Dozens of demonstrators yesterday staged a protest outside the legislature to demand that lawmakers stringently review the Economic Cooperation Framework Agreement (ECFA) that Taiwan and China signed on Tuesday.
Wearing T-shirts with the inscription “the people are the masters” and billing themselves as a non-violent protest group, the group silently marched around the building holding placards reading “an ECFA referendum is a basic human right.”
“It’s difficult for us to believe how the [Chinese Nationalist Party (KMT)]-dominated legislature can stand up for public interests when it reviews and monitors the ECFA,” said Cheng Li-chun (鄭麗君), an executive director at the People Sovereignty Action Network, which organized the rally.
PHOTO: CNA
“We want the arguments over the ECFA to be settled by the Taiwanese public and democratically so,” she said.
The ECFA, which will lower cross-strait trade barriers and customs tariffs, was signed in the Chinese city of Chongqing despite heavy protests by opposition parties and a number of pro-independence groups last week.
Lawmakers must approve the trade pact before it can become valid. Both the KMT and the Democratic Progressive Party (DPP) caucuses have proposed calling a provisional session on Wednesday to screen and finalize the ECFA.
The KMT caucus hopes the agreement will be debated and passed as a single package, without having to approve it clause by clause — a move that has drawn heavy opposition from both yesterday’s protesters and DPP lawmakers.
The DPP said the ECFA document should be subject to the same legislative screening as other bills.
“Despite our small numbers, we will not let the government pass the ECFA review easily … we will fight this to the end,” DPP Legislator Liu Chien-kuo (劉建國) said in the legislature on Saturday.
These calls were repeated by the 90 protesters, who wore straw hats to protect themselves in the heat as the temperature reached 37°C. The group first gathered at the 228 Peace Park in the morning before heading to the legislature across the street.
During the 0.5km walk, the protesters, most middle-aged and above, occasionally broke into a song with one line of lyrics: “I love Taiwan.”
“I’m very worried that this ECFA, if approved, will take away Taiwan’s sovereignty and move our country closer to China,” an elderly protester surnamed Lee said.

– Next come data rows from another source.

PR #1905, opened 2026-07-23
Add extractRegion helper for embedding tested example snippets

### LINKED ISSUE #1904: Import snippets from real examples
### Why

We need to have trustful code snippets that can be checked if they still works. It avoids that the snippets stop working without us knowing.

### What

To have code snippets that works and can be checked by CI periodically, we need to import from real project examples that can be tested and the CI can execute, so if the example is not valid anymore we can get a notification from the CI that the example needs to be updated/fixed.

### How

docusaurus supports the `raw-loader` to load a file, but it wouldn't be enough because it would show the whole file in the code snippet box, so a custom `extract region` needs to be created and a convention need to be defined to extract only a piece of code in a file. 

The convention:
We add a comment to start the region with an id and a comment to close the region, for example

```js
// #region any-id

// we can add comments too
const variable = "variable"

// #endregion any-id
```  

so in the mdx file, we load the file and use the custom extract region function
```mdx
import extractRegion from "@site/src/utils/extractRegion";
import ExampleFile from "!!raw-loader!@site/FOLDER/example.js";

<CodeBlock language="javascript" title="examples.js: a description about this snippet">
  {extractRegion(ExampleFile, "any-id")}
</CodeBlock>

```

paulobressan:
Close #1904. From that issue:

### Why

We need to have trustful code snippets that can be checked if they still works. It avoids that the snippets stop working without us knowing.

### What

To have code snippets that works and can be checked by CI periodically, we need to import from real project examples that can be tested and the CI can execute, so if the example is not valid anymore we can get a notification from the CI that the example needs to be updated/fixed.

### How

docusaurus supports the `raw-loader` to load a file, but it wouldn't be enough because it would show the whole file in the code snippet box, so a custom `extract region` needs to be created and a convention need to be defined to extract only a piece of code in a file. 

The convention:
We add a comment to start the region with an id and a comment to close the region, for example

```js
// #region any-id

// we can add comments too
const variable = "variable"

// #endregion any-id
```  

so in the mdx file, we load the file and use the custom extract region function
```mdx
import extractRegion from "@site/src/utils/extractRegion";
import ExampleFile from "!!raw-loader!@site/FOLDER/example.js";

<CodeBlock language="javascript" title="examples.js: a description about this snippet">
  {extractRegion(ExampleFile, "any-id")}
</CodeBlock>

```


0xBora:
Imo a good direction.

A few things on the helper itself:

1) Small one in the CONTRIBUTING text: "pull that region into an .mdx page" would make this the repos first .mdx file. Everything under docs/ is .md, imports already work there, and all pages use them.

2) The bigger one is `docusaurus-plugin-llms`, which generates llms.txt and the per-page .md twin behind the "Copy page as markdown" button. It doesn't seem to resolve raw-loader imports. I ran our current config against a page written this way: the import lines get stripped and <CodeBlock language="ts">{extractRegion(Source, "build")}</CodeBlock> is passed through as literal text, so the code never appears at all. A pasted fence shows up in those outputs fine, and we'd want an imported snippet to as well. That surface is what AI tooling consumes, so it's the one place this could quietly cost us something.

paulobressan:
Thanks for your review. I haven't noticed both conditions. I'm changing the CONTRIBUTING file and verifying the plugin to support the imports

paulobressan:
Both points are fixed. CONTRIBUTING now says .md instead of .mdx.

On the llms output you were right. raw-loader is a webpack feature, and docusaurus-plugin-llms never goes through webpack, it reads the source markdown from disk, strips the imports and copies the <CodeBlock> out as literal text, so the code never reaches llms.txt or the "Copy page as markdown" files. The fix is a post-build script, scripts/fix-llms-snippets.js: the imports are gone from the generated output but still in the source doc, so it reads them back to find each file, extracts the region with the same `extractRegion` the page uses. 

@0xBora @rober-m

rober-m (commented):
I tested it following the instructions, and it worked correctly. 

One thing we might mention in the instructions is that when running `yarn start`, the contents of the "copy page" button copy the website's code, not the content. It's not an issue since `yarn build && yarn serve` works, but it may confuse new contributors.

rober-m (approved):

Issue #1839, opened 2026-06-30
Portal 2026 - Pillar 5: Periphery and upkeep


0xBora:
Umbrella for portal periphery and upkeep: the non-content plumbing that keeps the repo and the deployed site clean and correct.

Scope: CI workflows, redirects, security headers and CSP, PR and issue templates, README and CONTRIBUTING, site metadata, and search config.

These are passthrough fixes that do not belong under the content pillars (1 to 4). Individual fixes are tracked as sub-issues here.

Part of #1758.

PR #1930, opened 2026-07-30
Restructure the smart contracts module into classes and a reference shelf

0xBora:
Stacked on #1929, which moves the security subtree out of `advanced/`. Review that one first; this branch contains its commit.

Module 5's security section was a filing cabinet. Nineteen vulnerability pages sat behind a flat nineteen-row table, most of them under thirty lines and sharing one rigid template, and eleven were reachable only from that table. Reading them taught you nothing about how the failures relate, because the structure said they were all equally distinct.

They now group into four classes, each page opening with what unites its members: resource exhaustion, unchecked inputs, staking and certificates, and evaluation and grinding. The four genuinely deep pages stay standalone. Every folded body is preserved byte for byte, so the writing is unchanged; only the intros and the reference page are new.

Two stubs dissolve into the security page's verification section, which is where a reader looking for them already was. Alongside that, the Advanced category gains an overview so it stops being a bare folder, and `optimization.md`'s nineteen flat headings group under five named sections following the page's own summary themes.

Related to #1839


0xBora:
Superseded by #1931, which was stacked on this branch and therefore carried all of these commits into staging when it merged. Every change from this PR is live on staging: the four vulnerability class pages, the audits and formal-verification merge, the advanced overview, and the optimization regrouping are all present, and the dissolved pages are gone.

Closing rather than merging because the branch now conflicts with staging and re-applying it would revert the Module 6 work that merged alongside it.

PR #1932, opened 2026-07-30
Fix contradictory facts, unbacked claims, and affiliate links across the portal

0xBora:
The recent restructure fixed how the curriculum is organized. It never checked whether the content underneath was correct, and an audit says it often was not.

Facts contradicted each other across pages. `k` meant two different numbers depending on where you read it, and the page that declares itself the canonical min-ADA reference disagreed with its own code examples by enough that a reader following them would overspend by 67%. Each of those now states one number with one meaning. A security property on the DeFi page was written as a tendency rather than the requirement it is, and the last era-pinned `cardano-cli conway` invocations join the sixty already using `latest`.

Numbers that rot are now marked as such: protocol-governed values name their parameter and say "currently", following the pattern the governance page already set by querying its deposit live. And the wallet page called a template's configuration "build-verified" when nothing builds it. Rather than adding a job to make the word true, the claim is gone, because neither template has a lockfile and a build check would measure whether the latest of forty upstream packages works today rather than whether the committed template works.

Hardware sourcing becomes one vendor-neutral surface. Six IoT pages carried eighteen affiliate tracking redirects; the hardware reference now lists each part by the search term a supplier uses, names the substitutes that work, and the workshops point there instead of keeping their own lists.

Two things left for you rather than decided here. The recommended Mesh starter pins a beta release, which is a judgment call about how closely templates track upstream. And `docs/operators/` has the same era-pinning issue, untouched because pinning may be deliberate for operators on a fixed node version.

Related to #1839


0xBora:
Added a fifth commit after a repo-wide sweep found affiliate tracking outside the curriculum too.

`blog/2024-02-19-february.md`, the Rejuve.AI interview, carried five affiliate-coded links across four networks, inside the interviewee's answer listing partner vendors:

- `avea-life.com/?ref=RejuveAi`
- `peptide-bioregulator.com/?rfsn=7663179.dd70b5`
- `trudiagnostic.com/?rfsn=...&utm_medium=affiliate&...`
- `apolloneuroscience.pxf.io/...` (Impact)
- `travala.sjv.io/Rejuve` (Sovrn)

The first three keep their destination with the referral parameter removed, so the quote reads identically and the reader still reaches the vendor. The last two are affiliate redirect domains with no clean destination to preserve, so those two vendors are named in plain text instead of linked. No wording in the interview changed.

Worth noting these are health and longevity supplement vendors, which is a category where a monetized redirect from a Foundation domain reads worse than most.

PR #1985, opened 2026-08-24
Refresh vulnerable transitive dependencies and drop dead ones

0xBora:
Dependabot flags 23 alerts on the site lockfile, all in transitive build-time dependencies. Its own fix attempts fail on our yarn 1 lockfile, so this refreshes the resolutions manually: brace-expansion, js-yaml, ws and ajv move to their patched versions within the ranges our dependencies already declare. That resolves 17 of the 23 alerts, including every high severity one that has a compatible fix.

The remaining six are documented rather than forced: image-size has no patched release yet, and serialize-javascript, qs and uuid sit behind major versions their parents do not accept. This also drops the unused node-fetch dependency (nothing imports it, Node has fetch built in) and the dead deploy script (Netlify handles deploys), and adds a comment explaining the sharp pin from #1883.

Related to #1839

### DIFF
--- a/package.json
+++ b/package.json
@@ -16,7 +16,6 @@
     "start": "yarn build-stats && yarn build-og && docusaurus start",
     "build": "yarn build-stats && yarn build-og && docusaurus build && node scripts/fix-llms-paths.js",
     "swizzle": "docusaurus swizzle",
-    "deploy": "docusaurus deploy",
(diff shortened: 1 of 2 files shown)


0xBora:
Local/CI build both pass, and fixed versions are aligned with Githubs advisorial data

“The ECFA could eventually make Taiwan part of China, like Hong Kong and Macau,” another protester said.
Speaking during the march, Cheng said that because the ECFA prompted so much controversy, the Referendum Review Committee should have agreed last month to public demands to hold a nationwide plebiscite on the issue.
The committee rejected two proposals — one by the DPP and another by the Taiwan Solidarity Union (TSU) — that would have asked voters whether they agreed with the government’s move to sign the ECFA. The 21-member committee based its decisions on “problems” with the wording of the question and the content of the proposals.
A third proposal, also by the TSU, is currently under review.
The failed bids show how the review committee and the Referendum Act (公民投票法) place unfair limits on democracy, said Chung Chia-pin (鍾佳濱), another official at the action network.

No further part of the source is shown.